START Materials provided

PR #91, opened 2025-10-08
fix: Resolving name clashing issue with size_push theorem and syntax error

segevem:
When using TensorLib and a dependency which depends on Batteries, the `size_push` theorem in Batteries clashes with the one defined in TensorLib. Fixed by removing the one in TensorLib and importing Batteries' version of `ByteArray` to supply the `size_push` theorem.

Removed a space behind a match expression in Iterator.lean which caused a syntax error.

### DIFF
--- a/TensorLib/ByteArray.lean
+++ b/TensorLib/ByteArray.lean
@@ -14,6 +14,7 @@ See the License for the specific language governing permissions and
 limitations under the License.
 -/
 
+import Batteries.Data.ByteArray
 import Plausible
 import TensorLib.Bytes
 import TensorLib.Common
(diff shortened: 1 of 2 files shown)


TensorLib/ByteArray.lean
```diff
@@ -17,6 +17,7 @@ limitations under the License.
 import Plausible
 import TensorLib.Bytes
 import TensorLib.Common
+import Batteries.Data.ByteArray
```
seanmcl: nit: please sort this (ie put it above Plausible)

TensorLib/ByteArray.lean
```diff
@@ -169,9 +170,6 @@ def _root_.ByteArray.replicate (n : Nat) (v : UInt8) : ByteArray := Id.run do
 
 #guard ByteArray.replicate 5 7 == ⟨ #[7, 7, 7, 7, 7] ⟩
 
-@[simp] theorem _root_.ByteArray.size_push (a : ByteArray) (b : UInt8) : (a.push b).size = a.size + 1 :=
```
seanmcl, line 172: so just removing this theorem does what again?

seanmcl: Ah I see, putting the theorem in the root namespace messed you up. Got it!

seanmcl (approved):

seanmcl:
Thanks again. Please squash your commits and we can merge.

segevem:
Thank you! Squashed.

END Materials provided
START Materials provided

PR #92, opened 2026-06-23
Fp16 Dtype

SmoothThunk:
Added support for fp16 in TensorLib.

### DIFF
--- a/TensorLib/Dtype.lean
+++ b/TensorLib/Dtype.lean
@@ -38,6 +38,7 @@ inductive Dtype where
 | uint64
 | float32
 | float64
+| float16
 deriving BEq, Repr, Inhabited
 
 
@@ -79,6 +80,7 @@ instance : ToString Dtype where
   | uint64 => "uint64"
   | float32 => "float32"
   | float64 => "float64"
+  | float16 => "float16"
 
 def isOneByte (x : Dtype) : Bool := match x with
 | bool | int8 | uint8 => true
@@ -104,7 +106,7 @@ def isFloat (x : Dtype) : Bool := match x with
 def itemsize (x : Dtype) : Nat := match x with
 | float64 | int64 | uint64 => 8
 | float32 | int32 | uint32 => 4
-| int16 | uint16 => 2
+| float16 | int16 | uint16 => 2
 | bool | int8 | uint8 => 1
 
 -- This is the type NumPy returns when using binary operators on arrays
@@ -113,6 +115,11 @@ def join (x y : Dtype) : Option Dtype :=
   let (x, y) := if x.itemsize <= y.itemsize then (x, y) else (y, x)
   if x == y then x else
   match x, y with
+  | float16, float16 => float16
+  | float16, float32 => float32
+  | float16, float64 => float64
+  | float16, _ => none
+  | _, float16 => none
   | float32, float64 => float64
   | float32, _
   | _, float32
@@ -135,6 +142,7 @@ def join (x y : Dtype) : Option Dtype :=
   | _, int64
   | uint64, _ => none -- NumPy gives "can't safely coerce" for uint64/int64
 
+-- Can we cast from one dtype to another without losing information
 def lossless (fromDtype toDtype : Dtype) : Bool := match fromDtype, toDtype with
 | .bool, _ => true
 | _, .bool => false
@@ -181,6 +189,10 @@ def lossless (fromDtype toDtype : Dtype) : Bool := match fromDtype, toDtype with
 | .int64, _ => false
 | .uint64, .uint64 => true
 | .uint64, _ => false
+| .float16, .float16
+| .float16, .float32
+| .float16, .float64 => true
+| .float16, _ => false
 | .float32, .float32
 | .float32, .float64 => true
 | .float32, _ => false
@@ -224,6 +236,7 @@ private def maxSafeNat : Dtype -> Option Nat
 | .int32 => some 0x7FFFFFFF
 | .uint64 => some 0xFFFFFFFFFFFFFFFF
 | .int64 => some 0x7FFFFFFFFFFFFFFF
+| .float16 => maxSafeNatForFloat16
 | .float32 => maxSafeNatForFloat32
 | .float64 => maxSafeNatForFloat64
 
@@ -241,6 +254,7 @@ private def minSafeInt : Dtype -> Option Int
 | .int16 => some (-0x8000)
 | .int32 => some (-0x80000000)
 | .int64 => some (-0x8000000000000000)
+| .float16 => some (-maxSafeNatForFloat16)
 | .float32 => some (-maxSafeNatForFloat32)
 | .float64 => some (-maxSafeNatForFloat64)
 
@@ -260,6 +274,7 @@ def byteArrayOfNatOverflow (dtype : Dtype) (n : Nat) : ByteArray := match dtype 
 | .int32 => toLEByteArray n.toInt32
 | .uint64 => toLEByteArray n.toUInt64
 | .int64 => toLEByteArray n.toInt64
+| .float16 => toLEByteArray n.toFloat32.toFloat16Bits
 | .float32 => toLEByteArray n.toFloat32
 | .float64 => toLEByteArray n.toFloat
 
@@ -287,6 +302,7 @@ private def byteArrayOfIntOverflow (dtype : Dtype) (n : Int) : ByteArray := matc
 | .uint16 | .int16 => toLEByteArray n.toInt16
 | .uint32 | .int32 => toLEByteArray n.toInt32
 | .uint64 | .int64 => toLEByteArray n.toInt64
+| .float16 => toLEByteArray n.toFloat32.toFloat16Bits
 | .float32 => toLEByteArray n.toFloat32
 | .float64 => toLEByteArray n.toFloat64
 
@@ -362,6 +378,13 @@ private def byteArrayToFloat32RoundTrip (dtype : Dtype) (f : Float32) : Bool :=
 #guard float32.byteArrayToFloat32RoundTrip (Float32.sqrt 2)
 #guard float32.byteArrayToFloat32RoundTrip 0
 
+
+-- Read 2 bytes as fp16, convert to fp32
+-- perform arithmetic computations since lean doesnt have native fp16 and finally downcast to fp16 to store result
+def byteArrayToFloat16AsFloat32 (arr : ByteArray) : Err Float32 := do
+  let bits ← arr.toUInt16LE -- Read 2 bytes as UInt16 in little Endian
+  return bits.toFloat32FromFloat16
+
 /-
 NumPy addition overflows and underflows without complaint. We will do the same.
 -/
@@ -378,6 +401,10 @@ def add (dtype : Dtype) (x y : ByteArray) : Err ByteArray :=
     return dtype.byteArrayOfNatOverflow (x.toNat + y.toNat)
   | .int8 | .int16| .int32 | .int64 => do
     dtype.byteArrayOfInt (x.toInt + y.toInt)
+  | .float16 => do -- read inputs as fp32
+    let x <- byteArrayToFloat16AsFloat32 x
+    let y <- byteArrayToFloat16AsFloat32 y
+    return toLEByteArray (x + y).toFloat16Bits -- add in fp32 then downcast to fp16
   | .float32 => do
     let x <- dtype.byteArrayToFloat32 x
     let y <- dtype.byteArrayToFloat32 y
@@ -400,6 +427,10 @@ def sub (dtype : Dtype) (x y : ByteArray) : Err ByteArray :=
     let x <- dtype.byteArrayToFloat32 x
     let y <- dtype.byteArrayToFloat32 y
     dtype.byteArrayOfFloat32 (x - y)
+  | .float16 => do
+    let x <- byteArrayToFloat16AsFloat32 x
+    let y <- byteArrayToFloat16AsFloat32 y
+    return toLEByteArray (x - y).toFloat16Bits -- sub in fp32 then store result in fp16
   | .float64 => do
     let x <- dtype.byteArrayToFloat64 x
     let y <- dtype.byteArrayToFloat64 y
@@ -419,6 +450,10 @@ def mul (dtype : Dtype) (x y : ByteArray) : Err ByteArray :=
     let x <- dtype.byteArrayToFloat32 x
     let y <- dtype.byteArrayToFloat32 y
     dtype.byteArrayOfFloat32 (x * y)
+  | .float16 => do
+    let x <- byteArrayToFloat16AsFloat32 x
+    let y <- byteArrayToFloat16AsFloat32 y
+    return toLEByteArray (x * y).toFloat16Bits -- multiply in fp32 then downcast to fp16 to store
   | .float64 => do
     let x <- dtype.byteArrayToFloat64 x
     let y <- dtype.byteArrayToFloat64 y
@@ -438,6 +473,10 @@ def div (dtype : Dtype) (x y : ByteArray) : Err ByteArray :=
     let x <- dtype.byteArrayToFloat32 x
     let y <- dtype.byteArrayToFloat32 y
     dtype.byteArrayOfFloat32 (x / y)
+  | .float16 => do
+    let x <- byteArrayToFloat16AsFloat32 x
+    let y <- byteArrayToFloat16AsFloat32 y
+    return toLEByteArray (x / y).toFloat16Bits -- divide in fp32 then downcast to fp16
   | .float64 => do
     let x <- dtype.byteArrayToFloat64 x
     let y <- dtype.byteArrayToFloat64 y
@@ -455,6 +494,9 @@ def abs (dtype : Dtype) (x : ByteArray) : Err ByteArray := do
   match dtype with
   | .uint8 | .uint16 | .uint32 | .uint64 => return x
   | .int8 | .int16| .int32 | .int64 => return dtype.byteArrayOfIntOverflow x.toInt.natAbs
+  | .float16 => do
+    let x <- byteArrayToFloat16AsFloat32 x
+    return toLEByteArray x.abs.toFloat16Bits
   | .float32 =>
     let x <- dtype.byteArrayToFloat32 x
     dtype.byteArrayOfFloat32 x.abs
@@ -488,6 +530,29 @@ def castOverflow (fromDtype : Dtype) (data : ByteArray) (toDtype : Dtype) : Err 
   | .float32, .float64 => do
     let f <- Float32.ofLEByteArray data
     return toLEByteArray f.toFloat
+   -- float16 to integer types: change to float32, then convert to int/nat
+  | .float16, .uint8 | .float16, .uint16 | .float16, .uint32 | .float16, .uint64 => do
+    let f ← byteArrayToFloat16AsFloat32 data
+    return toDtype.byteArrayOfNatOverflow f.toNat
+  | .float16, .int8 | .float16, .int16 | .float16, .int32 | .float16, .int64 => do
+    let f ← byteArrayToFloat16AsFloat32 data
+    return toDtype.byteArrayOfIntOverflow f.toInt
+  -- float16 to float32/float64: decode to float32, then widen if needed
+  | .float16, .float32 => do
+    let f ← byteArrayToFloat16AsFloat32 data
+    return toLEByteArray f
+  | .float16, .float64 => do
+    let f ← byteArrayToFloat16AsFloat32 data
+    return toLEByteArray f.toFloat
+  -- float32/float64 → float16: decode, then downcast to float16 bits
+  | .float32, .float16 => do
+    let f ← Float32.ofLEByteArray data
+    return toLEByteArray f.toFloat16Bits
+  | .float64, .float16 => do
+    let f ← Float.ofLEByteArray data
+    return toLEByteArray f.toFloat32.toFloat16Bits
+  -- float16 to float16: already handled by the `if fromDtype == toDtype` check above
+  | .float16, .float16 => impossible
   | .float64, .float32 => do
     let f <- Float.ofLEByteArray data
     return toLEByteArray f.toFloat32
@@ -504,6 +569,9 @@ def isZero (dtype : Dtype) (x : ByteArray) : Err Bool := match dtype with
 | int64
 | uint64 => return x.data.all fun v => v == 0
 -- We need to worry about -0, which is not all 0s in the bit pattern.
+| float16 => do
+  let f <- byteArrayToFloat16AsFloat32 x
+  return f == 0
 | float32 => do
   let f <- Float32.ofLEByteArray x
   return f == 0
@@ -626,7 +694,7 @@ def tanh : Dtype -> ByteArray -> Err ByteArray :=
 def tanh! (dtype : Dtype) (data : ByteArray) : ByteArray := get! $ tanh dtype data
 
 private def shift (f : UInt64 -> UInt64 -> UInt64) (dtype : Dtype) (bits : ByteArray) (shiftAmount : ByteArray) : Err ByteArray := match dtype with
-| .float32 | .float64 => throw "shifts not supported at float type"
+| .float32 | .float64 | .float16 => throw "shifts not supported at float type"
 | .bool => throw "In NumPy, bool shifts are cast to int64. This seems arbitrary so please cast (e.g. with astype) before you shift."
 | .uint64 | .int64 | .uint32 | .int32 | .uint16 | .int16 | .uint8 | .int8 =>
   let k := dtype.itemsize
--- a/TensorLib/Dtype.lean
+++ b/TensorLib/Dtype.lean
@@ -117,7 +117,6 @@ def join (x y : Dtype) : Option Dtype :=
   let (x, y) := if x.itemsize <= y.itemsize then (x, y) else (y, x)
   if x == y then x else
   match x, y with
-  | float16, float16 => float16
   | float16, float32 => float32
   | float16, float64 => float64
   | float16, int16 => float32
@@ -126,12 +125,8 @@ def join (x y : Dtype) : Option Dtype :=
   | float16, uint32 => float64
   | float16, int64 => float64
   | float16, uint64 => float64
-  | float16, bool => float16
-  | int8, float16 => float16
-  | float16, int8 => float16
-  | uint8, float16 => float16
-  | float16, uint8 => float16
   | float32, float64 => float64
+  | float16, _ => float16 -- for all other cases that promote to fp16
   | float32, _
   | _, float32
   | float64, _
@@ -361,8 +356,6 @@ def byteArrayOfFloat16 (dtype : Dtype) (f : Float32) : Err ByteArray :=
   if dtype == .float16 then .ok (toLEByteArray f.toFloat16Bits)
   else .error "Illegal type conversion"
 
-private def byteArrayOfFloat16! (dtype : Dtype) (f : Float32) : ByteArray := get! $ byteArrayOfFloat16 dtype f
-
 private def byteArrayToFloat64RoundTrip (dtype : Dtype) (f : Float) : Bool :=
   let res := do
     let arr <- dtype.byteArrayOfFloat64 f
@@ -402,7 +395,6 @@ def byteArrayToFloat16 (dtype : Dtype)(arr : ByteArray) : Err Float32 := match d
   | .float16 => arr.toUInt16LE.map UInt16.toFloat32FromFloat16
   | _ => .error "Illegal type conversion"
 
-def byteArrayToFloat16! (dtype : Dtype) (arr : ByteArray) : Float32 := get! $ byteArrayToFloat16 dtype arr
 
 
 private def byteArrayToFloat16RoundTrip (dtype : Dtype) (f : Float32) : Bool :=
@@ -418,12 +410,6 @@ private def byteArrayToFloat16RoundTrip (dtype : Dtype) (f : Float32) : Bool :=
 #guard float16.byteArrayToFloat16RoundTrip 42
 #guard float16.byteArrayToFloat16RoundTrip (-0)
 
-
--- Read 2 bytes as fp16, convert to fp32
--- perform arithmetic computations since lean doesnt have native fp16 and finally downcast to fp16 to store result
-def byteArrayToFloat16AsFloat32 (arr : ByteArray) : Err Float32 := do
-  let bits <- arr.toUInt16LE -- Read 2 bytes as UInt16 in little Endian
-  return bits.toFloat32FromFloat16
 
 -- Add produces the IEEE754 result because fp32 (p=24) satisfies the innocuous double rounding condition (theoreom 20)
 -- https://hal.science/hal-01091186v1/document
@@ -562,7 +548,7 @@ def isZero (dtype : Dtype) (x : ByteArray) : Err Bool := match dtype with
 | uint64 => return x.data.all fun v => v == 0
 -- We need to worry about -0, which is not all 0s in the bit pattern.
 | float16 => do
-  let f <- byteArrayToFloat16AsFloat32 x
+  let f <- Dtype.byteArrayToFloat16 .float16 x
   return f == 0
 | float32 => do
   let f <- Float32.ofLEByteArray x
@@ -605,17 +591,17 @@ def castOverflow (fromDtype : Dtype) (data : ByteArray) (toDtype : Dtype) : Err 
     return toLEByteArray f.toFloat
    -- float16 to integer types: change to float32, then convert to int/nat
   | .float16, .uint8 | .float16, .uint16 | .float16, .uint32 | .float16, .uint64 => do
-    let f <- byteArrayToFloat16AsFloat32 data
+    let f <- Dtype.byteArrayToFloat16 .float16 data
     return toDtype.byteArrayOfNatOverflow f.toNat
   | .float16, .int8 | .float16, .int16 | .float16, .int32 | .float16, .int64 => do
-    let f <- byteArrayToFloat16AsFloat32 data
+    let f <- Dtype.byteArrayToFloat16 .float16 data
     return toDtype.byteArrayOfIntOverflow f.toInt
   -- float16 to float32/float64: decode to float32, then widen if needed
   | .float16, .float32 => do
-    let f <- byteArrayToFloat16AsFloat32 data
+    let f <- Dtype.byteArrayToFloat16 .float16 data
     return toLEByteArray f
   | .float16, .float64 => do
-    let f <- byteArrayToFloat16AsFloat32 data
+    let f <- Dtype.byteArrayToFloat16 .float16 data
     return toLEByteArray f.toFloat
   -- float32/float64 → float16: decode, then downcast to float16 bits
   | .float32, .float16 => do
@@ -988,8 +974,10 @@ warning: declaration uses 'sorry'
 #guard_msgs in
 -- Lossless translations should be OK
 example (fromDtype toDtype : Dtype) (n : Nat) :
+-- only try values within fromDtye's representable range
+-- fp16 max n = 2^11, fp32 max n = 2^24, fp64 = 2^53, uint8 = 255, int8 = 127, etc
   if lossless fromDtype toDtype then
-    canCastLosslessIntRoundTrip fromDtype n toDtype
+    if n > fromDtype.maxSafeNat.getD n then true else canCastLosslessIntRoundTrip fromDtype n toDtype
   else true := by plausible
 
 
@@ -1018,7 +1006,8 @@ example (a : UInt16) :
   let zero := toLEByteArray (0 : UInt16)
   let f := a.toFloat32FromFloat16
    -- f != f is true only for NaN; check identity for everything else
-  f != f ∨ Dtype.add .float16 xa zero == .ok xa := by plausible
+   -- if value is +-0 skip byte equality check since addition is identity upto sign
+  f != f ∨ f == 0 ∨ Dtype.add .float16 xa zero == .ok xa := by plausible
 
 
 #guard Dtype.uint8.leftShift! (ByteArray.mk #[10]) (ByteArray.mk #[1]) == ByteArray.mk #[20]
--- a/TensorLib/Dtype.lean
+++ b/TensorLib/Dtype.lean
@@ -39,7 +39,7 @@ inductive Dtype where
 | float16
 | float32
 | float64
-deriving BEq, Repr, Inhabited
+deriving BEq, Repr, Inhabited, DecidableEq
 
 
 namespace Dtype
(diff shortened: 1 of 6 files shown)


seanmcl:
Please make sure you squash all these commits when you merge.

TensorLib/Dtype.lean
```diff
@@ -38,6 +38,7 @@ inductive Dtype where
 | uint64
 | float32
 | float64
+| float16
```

END Materials provided
START Materials provided

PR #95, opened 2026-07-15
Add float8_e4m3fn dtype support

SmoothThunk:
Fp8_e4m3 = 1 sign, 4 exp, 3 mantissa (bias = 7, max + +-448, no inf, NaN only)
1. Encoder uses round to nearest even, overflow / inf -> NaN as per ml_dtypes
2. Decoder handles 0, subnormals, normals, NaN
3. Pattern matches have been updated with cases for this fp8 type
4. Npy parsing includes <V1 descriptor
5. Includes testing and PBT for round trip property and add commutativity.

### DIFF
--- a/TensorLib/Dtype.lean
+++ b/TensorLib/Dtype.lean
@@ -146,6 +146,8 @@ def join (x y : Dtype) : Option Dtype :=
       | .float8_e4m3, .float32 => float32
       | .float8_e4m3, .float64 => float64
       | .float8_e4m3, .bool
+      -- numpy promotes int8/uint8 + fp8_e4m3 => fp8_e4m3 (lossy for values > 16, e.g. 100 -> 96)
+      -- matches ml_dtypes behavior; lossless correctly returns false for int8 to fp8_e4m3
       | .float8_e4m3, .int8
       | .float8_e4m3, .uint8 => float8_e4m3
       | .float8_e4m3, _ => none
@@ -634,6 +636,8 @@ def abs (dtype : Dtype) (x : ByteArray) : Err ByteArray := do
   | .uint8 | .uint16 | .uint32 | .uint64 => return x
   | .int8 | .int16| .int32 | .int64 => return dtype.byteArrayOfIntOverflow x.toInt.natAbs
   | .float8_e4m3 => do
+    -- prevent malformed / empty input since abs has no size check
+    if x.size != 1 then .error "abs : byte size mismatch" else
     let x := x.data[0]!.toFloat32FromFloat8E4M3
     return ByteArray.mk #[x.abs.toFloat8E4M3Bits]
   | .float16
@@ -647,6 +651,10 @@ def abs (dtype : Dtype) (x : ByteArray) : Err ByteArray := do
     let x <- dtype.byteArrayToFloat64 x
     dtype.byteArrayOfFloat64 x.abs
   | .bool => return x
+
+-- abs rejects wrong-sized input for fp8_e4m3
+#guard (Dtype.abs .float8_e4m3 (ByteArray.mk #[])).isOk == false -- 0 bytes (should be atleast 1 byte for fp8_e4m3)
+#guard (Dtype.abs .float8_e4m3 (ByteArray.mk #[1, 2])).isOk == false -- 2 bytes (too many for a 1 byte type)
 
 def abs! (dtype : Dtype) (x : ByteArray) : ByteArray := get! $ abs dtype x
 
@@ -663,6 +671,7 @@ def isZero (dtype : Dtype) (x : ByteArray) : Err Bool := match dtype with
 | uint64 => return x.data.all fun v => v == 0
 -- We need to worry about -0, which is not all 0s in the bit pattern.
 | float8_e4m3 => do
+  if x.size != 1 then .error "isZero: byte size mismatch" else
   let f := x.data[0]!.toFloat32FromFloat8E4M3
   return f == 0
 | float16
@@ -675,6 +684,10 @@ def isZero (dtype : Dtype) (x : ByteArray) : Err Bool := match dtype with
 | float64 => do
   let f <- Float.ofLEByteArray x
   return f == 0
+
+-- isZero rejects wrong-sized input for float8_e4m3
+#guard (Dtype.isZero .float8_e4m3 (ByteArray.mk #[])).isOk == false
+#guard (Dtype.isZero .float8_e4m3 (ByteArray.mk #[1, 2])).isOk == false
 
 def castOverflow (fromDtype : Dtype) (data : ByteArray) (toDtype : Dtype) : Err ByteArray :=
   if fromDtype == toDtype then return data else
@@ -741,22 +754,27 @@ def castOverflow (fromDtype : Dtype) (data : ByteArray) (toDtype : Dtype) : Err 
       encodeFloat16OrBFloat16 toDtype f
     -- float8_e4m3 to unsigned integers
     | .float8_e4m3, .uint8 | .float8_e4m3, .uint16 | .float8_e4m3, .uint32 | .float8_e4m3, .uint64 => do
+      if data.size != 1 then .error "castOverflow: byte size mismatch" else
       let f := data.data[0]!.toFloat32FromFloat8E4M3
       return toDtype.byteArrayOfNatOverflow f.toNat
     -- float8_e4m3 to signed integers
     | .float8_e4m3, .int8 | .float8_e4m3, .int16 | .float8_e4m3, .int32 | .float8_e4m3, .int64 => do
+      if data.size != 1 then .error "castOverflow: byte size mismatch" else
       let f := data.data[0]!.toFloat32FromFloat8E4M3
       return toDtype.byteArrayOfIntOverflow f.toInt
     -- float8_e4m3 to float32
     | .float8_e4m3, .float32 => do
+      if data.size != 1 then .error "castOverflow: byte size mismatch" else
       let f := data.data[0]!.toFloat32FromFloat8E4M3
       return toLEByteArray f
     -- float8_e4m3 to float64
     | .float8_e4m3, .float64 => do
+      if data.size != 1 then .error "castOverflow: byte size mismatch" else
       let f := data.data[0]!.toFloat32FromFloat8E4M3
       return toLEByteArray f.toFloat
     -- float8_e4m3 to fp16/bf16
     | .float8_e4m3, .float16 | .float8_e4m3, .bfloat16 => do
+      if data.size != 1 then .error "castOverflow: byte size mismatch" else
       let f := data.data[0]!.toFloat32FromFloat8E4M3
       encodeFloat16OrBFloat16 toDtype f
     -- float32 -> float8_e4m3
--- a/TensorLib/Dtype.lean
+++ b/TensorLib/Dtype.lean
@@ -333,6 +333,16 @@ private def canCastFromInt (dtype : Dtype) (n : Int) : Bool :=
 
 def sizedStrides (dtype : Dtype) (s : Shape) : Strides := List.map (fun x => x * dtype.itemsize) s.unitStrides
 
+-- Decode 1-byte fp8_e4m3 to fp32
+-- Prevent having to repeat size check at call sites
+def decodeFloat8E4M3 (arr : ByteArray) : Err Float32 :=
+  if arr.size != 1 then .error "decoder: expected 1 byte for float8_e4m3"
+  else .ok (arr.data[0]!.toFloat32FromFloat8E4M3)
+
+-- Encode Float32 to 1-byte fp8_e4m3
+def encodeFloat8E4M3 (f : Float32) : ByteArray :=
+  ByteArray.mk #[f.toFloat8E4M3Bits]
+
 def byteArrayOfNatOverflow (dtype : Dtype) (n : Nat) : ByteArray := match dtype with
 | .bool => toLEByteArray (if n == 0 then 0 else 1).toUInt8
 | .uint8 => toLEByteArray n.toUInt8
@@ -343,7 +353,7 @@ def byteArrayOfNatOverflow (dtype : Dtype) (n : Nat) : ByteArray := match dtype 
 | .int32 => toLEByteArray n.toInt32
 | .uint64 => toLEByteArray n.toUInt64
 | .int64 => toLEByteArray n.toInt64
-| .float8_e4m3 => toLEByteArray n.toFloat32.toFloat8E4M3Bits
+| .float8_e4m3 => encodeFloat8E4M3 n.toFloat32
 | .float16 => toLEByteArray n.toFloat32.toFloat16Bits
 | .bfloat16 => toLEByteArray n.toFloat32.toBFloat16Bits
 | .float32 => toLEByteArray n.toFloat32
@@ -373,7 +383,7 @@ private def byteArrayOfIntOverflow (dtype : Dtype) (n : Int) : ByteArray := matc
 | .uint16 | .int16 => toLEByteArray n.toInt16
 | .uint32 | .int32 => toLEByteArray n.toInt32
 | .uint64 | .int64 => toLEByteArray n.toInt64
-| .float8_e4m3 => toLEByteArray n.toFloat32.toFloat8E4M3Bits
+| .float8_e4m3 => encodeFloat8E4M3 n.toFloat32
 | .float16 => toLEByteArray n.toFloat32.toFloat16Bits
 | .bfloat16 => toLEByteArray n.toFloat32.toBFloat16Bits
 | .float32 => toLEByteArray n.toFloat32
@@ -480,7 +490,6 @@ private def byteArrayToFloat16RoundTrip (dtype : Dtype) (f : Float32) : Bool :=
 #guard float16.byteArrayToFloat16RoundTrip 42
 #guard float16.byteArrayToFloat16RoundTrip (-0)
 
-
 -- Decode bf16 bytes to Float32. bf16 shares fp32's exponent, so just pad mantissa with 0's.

END Materials provided

What you need to do: Work through the material and count the lines containing "Option". Answer with the number alone.

Task output: 7